In contemporary Turkey, the headscarf debate is only the beginning of a transition heralding the pluralization and flexibility of the repressive Turkish nationalism that has dominated the country since the founding of the republic. In this process not only the confrontation with religious Islam but also the fate of the Armenian, Greek, Jewish, and Assyrian populations in the Turkish republic have been opened for political discussion.

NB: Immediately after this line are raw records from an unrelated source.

PR #1522, opened 2026-09-04
fix(fsstore): install the self-echo recorder in New, fan out post-write observers (BUG-S24X52)

vloothuis:
Resolves BUG-S24X52.

## Problem

Since PR #508 removed the encryption block from `app.FSFactory.OpenStore`, nothing called `SafeFS.OnPostWrite(store.RecordWrite)`. In every process that starts the fsstore watcher (rela-server data entry, MCP), each store write was seen by fsnotify as an external edit: re-parse, re-index, a duplicate observer `EntityPut` (search re-index), and a second `EventEntityUpdated` on the change feed. Found during the plimsoll survey; a review finding (RR-IL1WV) had deferred the same gap as pre-existing.

## Fix

- `fsstore.New` installs the self-echo recorder itself through a consumer-side `postWriteObservable` capability (SafeFS in production, MemFS in tests), so no construction site can forget it again. The recorder is unexported, scoped to the store's own entities/relations dirs, installed last, and removed on `Close`.
- `StartWatching` fails closed with `ErrWatchNeedsObservableFS` when the FS could not be observed, instead of running degraded.
- `SafeFS`/`MemFS` post-write observers are now a fan-out registry with a removal handle (`internal/storage/postwrite.go`). The old single slot meant a second store on one FS silently evicted the first's recorder (review finding RR-AMRKMT).
- `FSStore.RecordWrite` deleted; plimsoll exported directive 36 → 35.

## Tests

- `TestFSFactoryWatcherSuppressesSelfEcho` (internal/app): production path, real fsnotify, positive wait on an external write. Fails on develop 3/3 with `putIDs == [POL-1, POL-1, POL-2]`; passes 10/10 with `-race` here.
- `TestNewInstallsSelfEchoRecorder`, `TestStartWatchingRefusesUnobservableFS`, `TestTwoStoresOnOneFSKeepTheirOwnEchoes` (fsstore internal).
- `TestSafeFS_OnPostWrite_FanOutAndRemove` and updated MemFS observer tests.

`just ci` green locally (200 packages, race detector, lint, arch-lint, plimsoll, comment-lint, coverage). Reviewed by cranky-code-reviewer and rela-security-reviewer (no security findings); all significant findings addressed, one nit deferred to the fsstore arc.

https://claude.ai/code/session_01AVcDvHP3jVYi58CA9RHi8h

### DIFF
--- a/internal/app/factory_test.go
+++ b/internal/app/factory_test.go
@@ -5,6 +5,7 @@ import (
 	"os"
 	"path/filepath"
 	"testing"
+	"time"
 
 	"github.com/stretchr/testify/assert"
 	"github.com/stretchr/testify/require"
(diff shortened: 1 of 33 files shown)


tschmits (commented):
## IB-review — github:rela#1522 `fix(fsstore): install the self-echo recorder in New, fan out post-write observers (BUG-S24X52)`

**Reviewer:** CISO · **Status: ✅ Approved** — geen IB-bevindingen; herstelt een bug waarbij de fsnotify-watcher eigen writes als externe edits verwerkte. Fail-closed foutafhandeling bij ontbrekende observer-capability, geen secrets of credentials in de diff.

tschmits (approved):

PR #1523, opened 2026-09-04
ci: move govulncheck off the PR path, scan daily instead

vloothuis:
Removes the `Vulnerability Check` job from `ci.yml` and raises `security.yml`
from weekly to daily.

## The problem

The job gated PRs on a vulnerability scan, but only *ran* the scan when a PR
changed `go.mod`/`go.sum`:

```yaml
if [ "${{ github.event_name }}" != "pull_request" ]; then
  echo "changed=true"   # non-PR event → always scan
```

The merge queue runs on `merge_group`, not `pull_request`, so it took that
unconditional branch. The result is a check that behaves differently in the two
places it runs: an advisory published against an **already-merged** dependency
passes on the PR (skipped, green in ~6s) and then fails in the queue, dequeuing
a change that had nothing to do with dependencies.

#1520 hit this twice. Two `x/crypto/ssh` advisories (GO-2026-6355, GO-2026-6354)
already latent on `develop` blocked a path-validation PR, and the only way
through was to bump an unrelated dependency on that branch.

A vulnerability in an already-merged dependency is not a defect in whatever PR
happens to be in flight. Gating there blocks unrelated work and doesn't even fix
the vulnerability.

## What replaces it

Nothing new — `security.yml` already scans, auto-applies `go get`, opens a PR
with auto-merge, and files a tracking issue when there's no upstream fix. That
both catches the advisory *and* resolves it. This PR only raises its cadence
from weekly to daily, shrinking the unnoticed-advisory window from up to 7 days
to 1.

Dependabot independently covers `gomod` weekly with a 3-day cooldown, so a
fixable advisory has two paths to a PR.

**Releases are unaffected.** `release.yml` has its own independent govulncheck
gate. A release genuinely shouldn't ship a known vulnerability, and that gate
blocks nobody's unrelated work.

## Changes

- `ci.yml`: drop the `vulncheck` job, and drop it from `build`'s `needs:`
  (a dangling `needs:` entry invalidates the workflow).
- `security.yml`: `0 9 * * 1` → `0 9 * * *`; header comment recording why
  scanning lives here and not on the PR path; the four issue/PR body strings
  that said "weekly" now say "daily".
- `CLAUDE.md`: security section rewritten to match, with an explicit
  "don't reintroduce a blocking PR check; raise the cadence instead."

## Ruleset change (already applied)

`Vulnerability Check` was a **required status check** on the `develop` ruleset.
Deleting the job without removing it there would leave the merge queue waiting
60 minutes for a status that never arrives, then failing every PR.

It has been removed from ruleset `12210307` via the API. Verified after the
change: enforcement still `active`, all 6 rule types intact, merge-queue config
byte-identical, 19 required checks (was 20). Backup of the prior state was taken
before the edit.

## Verification

- Both workflows parse as valid YAML; no dangling `needs:` anywhere in `ci.yml`.
- `just lint-md` clean (268 files, 0 issues).
- Removal was done by locating the job's start/end markers and asserting on the
  extracted block, not by line numbers.

### DIFF
--- a/.github/workflows/ci.yml
+++ b/.github/workflows/ci.yml
@@ -104,46 +104,6 @@ jobs:
           name: reachability-report
           path: reachability.out
 
-  vulncheck:
-    name: Vulnerability Check
-    # Only gate PRs that touch Go dependencies. Non-dep PRs get their vuln signal
-    # from the weekly schedule in security.yml, which auto-opens an update PR.
-    runs-on: ubuntu-latest
-    steps:
-      - uses: actions/checkout@v7
-        with:
-          fetch-depth: 2
-
-      - name: Detect go.mod / go.sum changes
-        id: detect
-        run: |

In conclusion then, and in response to Habermas's question, the most significant development in politics today concerns the unsettling of the identity of the democratic people, the demos, as a result of the rise of deterritorialized religious movements, including but not restricted to political Islam. This development calls into question the relation of the demos to the nation, when understood as an ethnos, and places on the agenda the transformation of repressive understandings of both ethnicity and religion so as to allow for a larger, more inclusive democracy. [End Page 28]

Seyla Benhabib

Seyla Benhabib is Eugene Meyer Professor of Political Science and Philosophy at Yale University. Her most recent book is Another Cosmopolitanism (Oxford University Press, 2006). This article is a revised version of the opening lecture delivered during the Istanbul Seminars, "Dialogues on Civilizations," organized by Reset magazine, June 2 8, 2008, at Bilgi University, Italy.

Footnotes

* As sociologist Faruk Birtek points out, the parliamentary vote to reverse the ban on the wearing of the headscarf, strictu sensu, contradicts the Supplement 17 to the Legislation known as YOK Kanunu, that is, the Law of the Council of Higher Education. It is this clause that must be rescinded in order for the wearing of the headscarf to become fully legal, and this was never the case. So from a legal point of view, there was a lot of confusion about the meaning of the AKP-sponsored new law. See Interview with Faruk Birtek in TARAF by Nese Duzel. www.taraf.com.tr/Detay.asp?yazar=7&yz=21, accessed June 29, 2008.

* For a discussion of the Fereshta Ludin case, see my The Rights of Others: Aliens, Citizens and Residents (Cambridge University Press, 2004), ch. 5.